- Work instruction: Return, from the material below, each line in which "works" occurs.
--------------------------------
PR #606, opened 2019-02-13
[DO NOT MERGE] Add references to RCs for loading states / component

valentijnnieman:
Added references to the release candidates of all dash-* libraries involving loading states and the loading component. Let's not merge this yet - this will just be to have a RC version of `dash` up with the correct Loading states RCs!


valentijnnieman:
Released pre-release as `0.37.0rc1`

Marc-Andre-Rivet:
The Dash RC is pointing to dcc 0.44.0rc3, dcc was released on pypi as 0.43.0rc3 and as 0.44.0rc3 on NPM. Also, dash-renderer is trying to access `0.18.0rc4` instead of `0.18.0-rc4` when not run in local mode.

For now, I've updated dcc to 0.44.0rc3 and released that on pypi so the current Dash RC works.

When releasing an RC, please take the same care as when releasing an official version update. Make sure it works outside the development environment and without `serve_locally`.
--------------------------------
- Written answer:
For now, I've updated dcc to 0.44.0rc3 and released that on pypi so the current Dash RC works.
When releasing an RC, please take the same care as when releasing an official version update. Make sure it works outside the development environment and without `serve_locally`.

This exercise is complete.